- [Exercise goal]
Hand back all of the records exactly as they read.

(Items listed in a dataset)
PR #747, opened 2021-03-31
Add read byte in ScanDetailV2 for future

jyz0309:
Add read byte in ScanDetailV2 for future


proto/kvrpcpb.proto
```diff
@@ -894,22 +893,25 @@ message ScanDetailV2 {
     // there are a lot of deleted MVCC keys.
     uint64 total_versions = 2;
 
+    // total number of bytes from Scan or kvGet
+    uint64 read_bytes = 3;
+
     // Total number of deletes and single deletes skipped over during
     // iteration, i.e. how many RocksDB tombstones are skipped.
-    uint64 rocksdb_delete_skipped_count = 3;
+    uint64 rocksdb_delete_skipped_count = 4;
```
breeswish, line 901: This is a breaking change and please don't do it. 

https://developers.google.com/protocol-buffers/docs/proto#assigning_field_numbers

> each field in the message definition has a unique number. These numbers are used to identify your fields in the message binary format, and should not be changed once your message type is in use.

proto/kvrpcpb.proto
```diff
@@ -894,6 +893,9 @@ message ScanDetailV2 {
     // there are a lot of deleted MVCC keys.
     uint64 total_versions = 2;
 
+    // Total number of bytes from Scan or kvGet
+    uint64 read_bytes = 8;
```
crazycs520, line 897: since the index number is `8`, please put after line 914.

breeswish (approved):

crazycs520:
Wait for the related TiDB/TiKV PR to merge them together at the same time.

breeswish (approved):

breeswish (approved):

proto/kvrpcpb.proto
```diff
@@ -815,6 +814,9 @@ message ScanDetailV2 {
 
     // Total number of bytes from block reads.
     uint64 rocksdb_block_read_byte = 7;
+
+    // Total number of bytes from Scan or kvGet
```
breeswish, line 818: The comment does not match the field name, how about changing it to "Total number of bytes read from RocksDB"?

BTW what is the behaviour when it comes to tombstones or deleted (but not gced) multi version keys?

jyz0309: Done

proto/kvrpcpb.proto
```diff
@@ -815,6 +814,9 @@ message ScanDetailV2 {
 
     // Total number of bytes from block reads.
     uint64 rocksdb_block_read_byte = 7;
+
+    // Total number of bytes read from RocksDB
```
breeswish, line 818: Considering our latest spec, maybe we should change the comment?

jyz0309: Of course, I will change it before dev :)

PR #748, opened 2021-04-06
add definitions for an ExternalStorage service

gregwebs:
This PR is required for this TiKV PR: https://github.com/tikv/tikv/pull/9706

The protobuf definitions here are usable for either a GRPC service or for calling to dynamically linked code built as a C library where the arguments to the C function are bytes from a protobuf (in this case the service definition isn't used). 

Its actual usage in that PR for either purpose requires turning on a feature flag.


proto/backup.proto
```diff
@@ -214,3 +214,27 @@ message BackupResponse {
...
+    uint64 content_length = 3;
+}
+
+message ExternalStorageWriteResponse {
+}
+
+service ExternalStorage {
+    rpc restore(ExternalStorageRestoreRequest) returns (ExternalStorageRestoreResponse) {}
+    rpc write(ExternalStorageWriteRequest) returns (ExternalStorageWriteResponse) {}
+}
```
overvenus, line 240: Could you add some comments about the service and PRCs?

gregwebs: comments added

proto/backup.proto
```diff
@@ -214,3 +214,32 @@ message BackupResponse {
 service Backup {
     rpc backup(BackupRequest) returns (stream BackupResponse) {}
 }
+
+// ExternalStorage is a service for using a cloud backend from StorageBackend to store files.
+// This can be used to backup and restore SST files.
+service ExternalStorage {
+    // Restore to a file
+    rpc restore(ExternalStorageRestoreRequest) returns (ExternalStorageRestoreResponse) {}
```
overvenus, line 222: Why not name it `read`?

gregwebs: ExternalStorage in TiKV has a "read" method that creates a read stream from S3. The restore method goes a step further and saves it to a file.

The direction that would make more sense to me would be to instead call this write API (which takes a file, not a stream) something like "save". More descriptive would be "save file to S3"

overvenus (approved):
LGTM

proto/backup.proto
```diff
@@ -214,3 +214,32 @@ message BackupResponse {
...
+    StorageBackend storage_backend = 1;
+    string object_name = 2;
+    string restore_name = 3;
+    uint64 content_length = 4;
+}
+
+message ExternalStorageRestoreResponse {
+}
+
+message ExternalStorageWriteRequest {
```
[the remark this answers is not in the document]
gregwebs: thanks, I changed that now.

kennytm (approved):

- [Your solution]
PR #747, opened 2021-03-31
Add read byte in ScanDetailV2 for future

jyz0309:
Add read byte in ScanDetailV2 for future


proto/kvrpcpb.proto
```diff
@@ -894,22 +893,25 @@ message ScanDetailV2 {
     // there are a lot of deleted MVCC keys.
     uint64 total_versions = 2;
 
+    // total number of bytes from Scan or kvGet
+    uint64 read_bytes = 3;
+
     // Total number of deletes and single deletes skipped over during
     // iteration, i.e. how many RocksDB tombstones are skipped.
-    uint64 rocksdb_delete_skipped_count = 3;
+    uint64 rocksdb_delete_skipped_count = 4;
```
breeswish, line 901: This is a breaking change and please don't do it. 

https://developers.google.com/protocol-buffers/docs/proto#assigning_field_numbers

> each field in the message definition has a unique number. These numbers are used to identify your fields in the message binary format, and should not be changed once your message type is in use.

proto/kvrpcpb.proto
```diff
@@ -894,6 +893,9 @@ message ScanDetailV2 {
     // there are a lot of deleted MVCC keys.
     uint64 total_versions = 2;
 
+    // Total number of bytes from Scan or kvGet
+    uint64 read_bytes = 8;
```
crazycs520, line 897: since the index number is `8`, please put after line 914.

breeswish (approved):

crazycs520:
Wait for the related TiDB/TiKV PR to merge them together at the same time.

breeswish (approved):

breeswish (approved):

proto/kvrpcpb.proto
```diff
@@ -815,6 +814,9 @@ message ScanDetailV2 {
 
     // Total number of bytes from block reads.
     uint64 rocksdb_block_read_byte = 7;
+
+    // Total number of bytes from Scan or kvGet
```
breeswish, line 818: The comment does not match the field name, how about changing it to "Total number of bytes read from RocksDB"?

BTW what is the behaviour when it comes to tombstones or deleted (but not gced) multi version keys?

jyz0309: Done

proto/kvrpcpb.proto
```diff
@@ -815,6 +814,9 @@ message ScanDetailV2 {
 
     // Total number of bytes from block reads.
     uint64 rocksdb_block_read_byte = 7;
+
+    // Total number of bytes read from RocksDB
```
breeswish, line 818: Considering our latest spec, maybe we should change the comment?

jyz0309: Of course, I will change it before dev :)

PR #748, opened 2021-04-06
add definitions for an ExternalStorage service

gregwebs:
This PR is required for this TiKV PR: https://github.com/tikv/tikv/pull/9706

The protobuf definitions here are usable for either a GRPC service or for calling to dynamically linked code built as a C library where the arguments to the C function are bytes from a protobuf (in this case the service definition isn't used). 

Its actual usage in that PR for either purpose requires turning on a feature flag.


proto/backup.proto
```diff
@@ -214,3 +214,27 @@ message BackupResponse {
...
+    uint64 content_length = 3;
+}
+
+message ExternalStorageWriteResponse {
+}
+
+service ExternalStorage {
+    rpc restore(ExternalStorageRestoreRequest) returns (ExternalStorageRestoreResponse) {}
+    rpc write(ExternalStorageWriteRequest) returns (ExternalStorageWriteResponse) {}
+}
```
overvenus, line 240: Could you add some comments about the service and PRCs?

gregwebs: comments added

proto/backup.proto
```diff
@@ -214,3 +214,32 @@ message BackupResponse {
 service Backup {
     rpc backup(BackupRequest) returns (stream BackupResponse) {}
 }
+
+// ExternalStorage is a service for using a cloud backend from StorageBackend to store files.
+// This can be used to backup and restore SST files.
+service ExternalStorage {
+    // Restore to a file
+    rpc restore(ExternalStorageRestoreRequest) returns (ExternalStorageRestoreResponse) {}
```
overvenus, line 222: Why not name it `read`?

gregwebs: ExternalStorage in TiKV has a "read" method that creates a read stream from S3. The restore method goes a step further and saves it to a file.

The direction that would make more sense to me would be to instead call this write API (which takes a file, not a stream) something like "save". More descriptive would be "save file to S3"

overvenus (approved):
LGTM

proto/backup.proto
```diff
@@ -214,3 +214,32 @@ message BackupResponse {
...
+    StorageBackend storage_backend = 1;
+    string object_name = 2;
+    string restore_name = 3;
+    uint64 content_length = 4;
+}
+
+message ExternalStorageRestoreResponse {
+}
+
+message ExternalStorageWriteRequest {
```
[the remark this answers is not in the document]
gregwebs: thanks, I changed that now.

kennytm (approved):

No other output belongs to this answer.